> **The problem**: With the records below as your source, retype each line exactly from the top down to the line that contains "I don't think", and include that line.

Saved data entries
PR #4490, opened 2025-04-26
Status line2 sessions

mgrant0:


nicm:
I don't think we should add `session_index`, we should not give the impression this is the order of sessions or that they can be reordered. If you must have the ID without `$`, use the `s` modifier to remove it, although it would be better just to show the name.

You could add a flag to `S` to select the sort order like `S/a` for alpha sort by name, `S/i` for ID sort, maybe others? Like in choose mode.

> **Response to this task**:
PR #4490, opened 2025-04-26
Status line2 sessions

mgrant0:


nicm:
I don't think we should add `session_index`, we should not give the impression this is the order of sessions or that they can be reordered. If you must have the ID without `$`, use the `s` modifier to remove it, although it would be better just to show the name.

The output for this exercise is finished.